Distinguished Lecturers
Kevin Boyle

Kevin Boyle

Kevin Boyle teaches history at Northwestern University. His work focuses on race, class, and politics in the twentieth-century United States. He is the author of The Shattering: America in the 1960s; Arc of Justice: A Saga of Race, Civil Rights and Murder in the Jazz Age ; and The UAW and the Heyday of American Liberalism, 1945–1968. He is coauthor (with Victoria Getis) of Muddy Boots and Ragged Aprons: Images of Working-Class Detroit, 1900–1930 . Arc of Justice received the National Book Award and was a finalist for the Pulitzer Prize.

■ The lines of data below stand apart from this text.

PR #2084, opened 2025-06-15
Ensure 1 probe per rtt, fix client-side PMTUD, add better integration tests

rushilmehra:
This commit fixes two issues:

1. Fixes client-side PMTUD by ensuring probes are actually enabled after the handshake. The code was using `handshake_done_sent`, which is specific to the server. Credit for this fix goes to Rhett, as he discoverd this in https://github.com/cloudflare/quiche/pull/2050, but I needed to pull it in here to write tests for the second issue.

2. Ensures 1 probe per rtt by calling `set_should_probe(false)` after a probe has been sent. Previously, we would send a probe for the same size on every single iteration of quiche::send() so long as the congestion window allowed for it. This is bad for obvious reasons since it 1) wastes bandwidth and 2) blocks application data from being sent. If the flurry of initial probes results in ACKs because the PMTU is large enough, then we will happily adjust our packet size and disable PMTUD. However, if the packets get lost because the PMTU is too small, we'll call `pmtud_probe_lost()` for every single probe that we sent, even though they were all the same size. As a result, we will call `update_probe_size()` multiple times, which in some cases effectively reduces our probe size all the way down to 1200 in a single fight. This basically renders PMTUD useless whenever the initial probe size is too high for the PMTU.

### DIFF
--- a/quiche/src/lib.rs
+++ b/quiche/src/lib.rs
@@ -3820,7 +3820,7 @@ impl<F: BufFactory> Connection<F> {
 
         // Update max datagram size to allow path MTU discovery probe to be sent.
         if send_path.pmtud.get_should_probe() {
-            let size = if self.handshake_confirmed || self.handshake_done_sent {
+            let size = if self.handshake_confirmed || self.handshake_completed {
                 send_path.pmtud.get_probe_size()
             } else {
                 send_path.pmtud.get_current_mtu()
@@ -4253,7 +4253,7 @@ impl<F: BufFactory> Connection<F> {
             // (e.g. due to the anti-amplification limits).
             let should_probe_pmtu = active_path.should_send_pmtu_probe(
                 self.handshake_confirmed,
-                self.handshake_done_sent,
+                self.handshake_completed,
                 out_len,
                 is_closing,
                 frames.is_empty(),
@@ -4302,6 +4302,9 @@ impl<F: BufFactory> Connection<F> {
                     }
                 }
 
+                // Reset probe flag after sending to prevent duplicate probes in a
+                // single flight.
+                active_path.pmtud.set_should_probe(false);
                 is_pmtud_probe = true;
             }
 
@@ -19331,60 +19334,45 @@ mod tests {
     }
 
     #[rstest]
-    fn successful_probe_pmtud(
+    fn pmtud_probe_success(
         #[values("cubic", "bbr2", "bbr2_gcongestion")] cc_algorithm_name: &str,
     ) {
         let mut config = Config::new(crate::PROTOCOL_VERSION).unwrap();
-        assert_eq!(config.set_cc_algorithm_name(cc_algorithm_name), Ok(()));
+        config.set_cc_algorithm_name(cc_algorithm_name).unwrap();
         config
             .load_cert_chain_from_pem_file("examples/cert.crt")
             .unwrap();
         config
             .load_priv_key_from_pem_file("examples/cert.key")
             .unwrap();
-        config
-            .set_application_protos(&[b"proto1", b"proto2"])
-            .unwrap();
+        config.set_application_protos(&[b"proto1"]).unwrap();
         config.verify_peer(false);
-        config.set_initial_max_data(100000);
-        config.set_initial_max_stream_data_bidi_local(100000);
-        config.set_initial_max_stream_data_bidi_remote(100000);
-        config.set_initial_max_streams_bidi(2);
-        config.set_active_connection_id_limit(4);
-        config.set_max_send_udp_payload_size(1350);
-        config.set_max_recv_udp_payload_size(1350);
+        config.set_max_send_udp_payload_size(1400);
         config.discover_pmtu(true);
 
-        // Perform initial handshake.
         let mut pipe = testing::Pipe::with_config(&mut config).unwrap();
         assert_eq!(pipe.handshake(), Ok(()));
 
-        let server_addr = testing::Pipe::server_addr();
-        let client_addr = testing::Pipe::client_addr();
-        let pid_1 = pipe
-            .server
-            .paths
-            .path_id_from_addrs(&(server_addr, client_addr))
-            .expect("no such path");
-
-        // Check that PMTU params are configured correctly
-        let pmtu_param = &mut pipe.server.paths.get_mut(pid_1).unwrap().pmtud;
-        assert!(pmtu_param.get_should_probe());
-        assert_eq!(pmtu_param.get_probe_size(), 1350);
+        // Send probe and let it be acknowledged
         assert_eq!(pipe.advance(), Ok(()));
 
-        for (_, p) in pipe.server.paths.iter_mut() {
-            assert_eq!(p.pmtud.get_current_mtu(), 1350);
-            assert!(!p.pmtud.get_should_probe());
-        }
+        // Verify probing is disabled after successful probe
+        let active_path = pipe.client.paths.get_active_mut().unwrap();
+        assert!(!active_path.pmtud.get_should_probe());
+
+        // Verify MTU was updated
+        let current_mtu = active_path.pmtud.get_current_mtu();
+        assert_eq!(current_mtu, 1400);
     }
 
     #[rstest]
-    fn pmtud_probe_loss(
+    /// This test verifies that multiple send() calls after handshake completion
+    /// only generate one PMTUD probe packet, not multiple identical probes.
+    fn pmtud_no_duplicate_probes(
         #[values("cubic", "bbr2", "bbr2_gcongestion")] cc_algorithm_name: &str,
     ) {
         let mut config = Config::new(crate::PROTOCOL_VERSION).unwrap();
-        assert_eq!(config.set_cc_algorithm_name(cc_algorithm_name), Ok(()));
+        config.set_cc_algorithm_name(cc_algorithm_name).unwrap();
         config
             .load_cert_chain_from_pem_file("examples/cert.crt")
             .unwrap();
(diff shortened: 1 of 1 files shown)


rushilmehra:
FYI @cf-rhett

quiche/src/lib.rs
```diff
@@ -18941,93 +18978,145 @@ mod tests {
...
+            frames.append(
+                testing::decode_pkt(&mut pipe.server, &mut buf[..len])
+                    .unwrap()
+                    .as_mut(),
+            );
         }
+
+        assert!(matches!(frames[0], frame::Frame::ACK { .. }));
+        assert!(matches!(frames[1], frame::Frame::Padding { .. }));
+
```
LPardue, line 19414: shouldn't the MTU probe contain a PING too?

quiche/src/lib.rs
```diff
@@ -18941,93 +18978,145 @@ mod tests {
...
+        let mut buf = [0; 1400];
+        assert_eq!(pipe.client.send(&mut buf).unwrap_err(), Error::Done);
+
+        // Verify probe flag was reset after sending
+        let active_path = pipe.client.paths.get_active_mut().unwrap();
+        assert!(!active_path.pmtud.get_should_probe());
```
LPardue, line 19420: To match the logic, it seems this assert should happen after the first send, not the second

quiche/src/lib.rs
```diff
@@ -18941,93 +18978,145 @@ mod tests {
...
+
+        let mut pipe = testing::Pipe::with_config(&mut config).unwrap();
+        assert_eq!(pipe.handshake(), Ok(()));
+
+        let active_path = pipe.client.paths.get_active_mut().unwrap();
+        assert!(active_path.pmtud.get_should_probe());
+
+        // Send probe packet
+        let mut out = [0; 4096];
+        while let Ok(_) = pipe.client.send(&mut out) {}
```
LPardue: Do we really need this loop here and elsewhere? I think it would be better to keep explicit line-by-line checks on send() return value in case something else changes in future that invalidates expectations

cf-rhett:
Ahh looking at the PR and this definitely explains some of the issues I was seeing. Thanks for the update! I need to rebase my branch on this and remove the probe tracking I was doing to see if I can remove that aspect from pmtud.rs since it's now handled correctly here.

quiche/src/lib.rs
```diff
@@ -18940,93 +18977,145 @@ mod tests {
...
+            let (len, _) = pipe.client.send(&mut buf).unwrap();
+            frames.append(
+                testing::decode_pkt(&mut pipe.server, &mut buf[..len])
+                    .unwrap()
+                    .as_mut(),
+            );
         }
+
+        assert!(matches!(frames[0], frame::Frame::ACK { .. }));
+        assert!(matches!(frames[1], frame::Frame::Padding { .. }));
```
antoniovicente, line 19412: Would be good to verify the full contents of the frames array.  Either by also checking `assert_eq!(frames.len(), 2)` or doing a comparison on the full frames Vec`assert!(matches!(frames, {ACK, Padding}));`

quiche/src/lib.rs
antoniovicente: The inclusion of an ACK frame in the MTU probe seems suspicious.  The MTU probe could be lost when MTU is not big enough.  ACKs are important to moving the protocol forward, so they shouldn't be in a packet that has a higher probability of being lost.

quiche/src/lib.rs
```diff
@@ -18940,93 +18977,145 @@ mod tests {
...
+        assert!(!active_path.pmtud.get_should_probe());
+
+        // Simulate probe loss
+        active_path.pmtud.pmtu_probe_lost();
+
+        // Verify probe flag is re-enabled and size is reduced
+        assert!(active_path.pmtud.get_should_probe());
+        let second_probe_size = active_path.pmtud.get_probe_size();
+        assert!(second_probe_size < initial_probe_size);
+        assert!(second_probe_size > 1200);
```
antoniovicente: We could do an exact comparison here.  We expect the second probe to be 1300 bytes.

assert_eq!(second_probe_size, 1300);

quiche/src/lib.rs
```diff
@@ -4231,7 +4231,7 @@ impl<F: BufFactory> Connection<F> {
             // (e.g. due to the anti-amplification limits).
             let should_probe_pmtu = active_path.should_send_pmtu_probe(
                 self.handshake_confirmed,
-                self.handshake_done_sent,
+                self.handshake_completed,
```
cf-rhett, line 4256: Should https://github.com/cloudflare/quiche/blob/master/quiche/src/lib.rs#L3807 be changed as part of this to 

```
let size = if self.handshake_confirmed || self.handshake_completed {
```

from

```
let size = if self.handshake_confirmed || self. handshake_done_sent {
```

to match the logic here

quiche/src/lib.rs
rushilmehra: The probe isn't sent until the second send, the first only contains an ACK frame

quiche/src/lib.rs
```diff
@@ -18940,93 +18977,145 @@ mod tests {
...
+        // Verify third probe is even smaller
+        assert!(active_path.pmtud.get_should_probe());
+        let third_probe_size = active_path.pmtud.get_probe_size();
+        assert!(third_probe_size < second_probe_size);
 
-        // Continue searching for PMTU
-        assert!(pmtu_param.get_should_probe());
+        // Verify binary search convergence
+        let expected_third_size = 1200 + ((second_probe_size - 1200) / 2);
+        assert_eq!(third_probe_size, expected_third_size);
```
antoniovicente: Consider instead:
```
// Third probe should be 1250 bytes which is halfway between 1200 and the second probe size=1300.
assert_eq!(third_probe_size, 1250);
```

quiche/src/lib.rs
```diff
@@ -18940,93 +18977,145 @@ mod tests {
...
+
+        // Verify probe flag was reset after sending
+        let active_path = pipe.client.paths.get_active_mut().unwrap();
+        assert!(!active_path.pmtud.get_should_probe());
     }
 
     #[rstest]
-    fn pmtud_probe_loss(
+    /// Test that probe flag is properly re-enabled after probe loss
+    fn pmtud_probe_flag_reenabled_after_loss(
```
antoniovicente: This test seems redundant with `pmtud_probe_retry_after_loss` further down.

quiche/src/lib.rs
```diff
@@ -18940,93 +18977,145 @@ mod tests {
...
-        // PMTU not updated since probe is not ACKed
-        assert_eq!(pmtu_param.get_current_mtu(), 1200);
+        // Verify third probe is even smaller
+        assert!(active_path.pmtud.get_should_probe());
+        let third_probe_size = active_path.pmtud.get_probe_size();
+        assert!(third_probe_size < second_probe_size);
 
-        // Continue searching for PMTU
-        assert!(pmtu_param.get_should_probe());
+        // Verify binary search convergence
```
antoniovicente: Worth doing these tests?
- First 2 probes fail like in this test, 3rd succeeds.  MTU updated to 1250.
- All probes fail until MTU settles at 1200.

quiche/src/lib.rs
rushilmehra: They're in two separate packets:
```
        let mut frames: Vec<frame::Frame> = Vec::new();
        for _ in 0..2 {
            let mut buf = [0; 1400];
            let (len, _) = pipe.client.send(&mut buf).unwrap();
            let mut pkt =
                testing::decode_pkt(&mut pipe.server, &mut buf[..len]).unwrap();
            dbg!(&pkt);
            frames.append(&mut pkt);
        }
```
yields

```
[quiche/src/lib.rs:19039:13] &pkt = [
    ACK delay=7 blocks=[3..4] ecn_counts=None,
]
[quiche/src/lib.rs:19039:13] &pkt = [
    PADDING len=1365,
    PING mtu_probe=None,
]
```

quiche/src/lib.rs
rushilmehra: See https://github.com/cloudflare/quiche/pull/2084#discussion_r2151011280

quiche/src/lib.rs
antoniovicente: Is `assert!(matches!(frames[2], frame::Frame::Ping { .. }));` ?

Would be good to capture how frames are mapped into packets and resulting packet sizes.

rushilmehra: Yeah, I have a diff locally that asserts on both the ping frame slotted in `frames[2]` and `assert_eq!(frames.len(), 3)`. Will push it up soon

rushilmehra: For completeness, `should_send_pmtu_probe` returns `false` when frames have already been written to the output buffer:

* https://github.com/cloudflare/quiche/blob/master/quiche/src/lib.rs#L4237
* https://github.com/cloudflare/quiche/blob/master/quiche/src/path.rs#L355

quiche/src/lib.rs
rushilmehra: Updated to line-by-line `quiche::send()`s

quiche/src/lib.rs
rushilmehra: Yeah great catch, updated

quiche/src/lib.rs
rushilmehra: Done

quiche/src/lib.rs
rushilmehra: Done

quiche/src/lib.rs
rushilmehra: Done

quiche/src/lib.rs
rushilmehra: Indeed, I removed it

quiche/src/lib.rs
```diff
@@ -3804,7 +3804,7 @@ impl<F: BufFactory> Connection<F> {
 
         // Update max datagram size to allow path MTU discovery probe to be sent.
         if send_path.pmtud.get_should_probe() {
-            let size = if self.handshake_confirmed || self.handshake_done_sent {
+            let size = if self.handshake_confirmed || self.handshake_confirmed {
```
antoniovicente: This should be:

`let size = if self.handshake_confirmed || self.handshake_completed {`

rushilmehra: Yeah I fixed

quiche/src/lib.rs
antoniovicente: Changes look good.  At least file a ticket for a followup test that covers the case of probes stopping when MTU settles at 1200 after a series of failures.  And that no probe is send for 1200.

antoniovicente (approved):
Changes look good. At least file a ticket for a followup test that covers the case of probes stopping when MTU settles at 1200 after a series of failures. And that no probe is send for 1200.

quiche/src/lib.rs
rushilmehra: I enhanced `pmtud_probe_retry_after_loss` to make the third probe successful and ensure `current_mtu` gets updated to 1250

antoniovicente (approved):

antoniovicente (approved):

OAH Lectures by Kevin Boyle

Drawing on his recent book, Kevin Boyle traces a new history of the 1960s through four women whose lives were shaped by the decade's upheavals. It's a story of sweeping change -- of the struggle for racial justice, the reconstruction of individual rights, and the terrible weight of war -- told in an intimate way.

On September 8, 1925 Ossian and Gladys Sweet moved into their first home on an ordinary side street in Detroit. This lecture -- based on Kevin Boyle's prize-winning book -- turns that ordinary event into a story of one of the era's most important civil rights struggles.

Political violence runs through the American experience. In this lecture Kevin Boyle explore two horrific events in modern American history, one from the 1910s, the other from the 1930s. They have no connection whatsoever. Yet once they’re put together they reveal a central dynamic of the brutal violence that has long plagued our nation.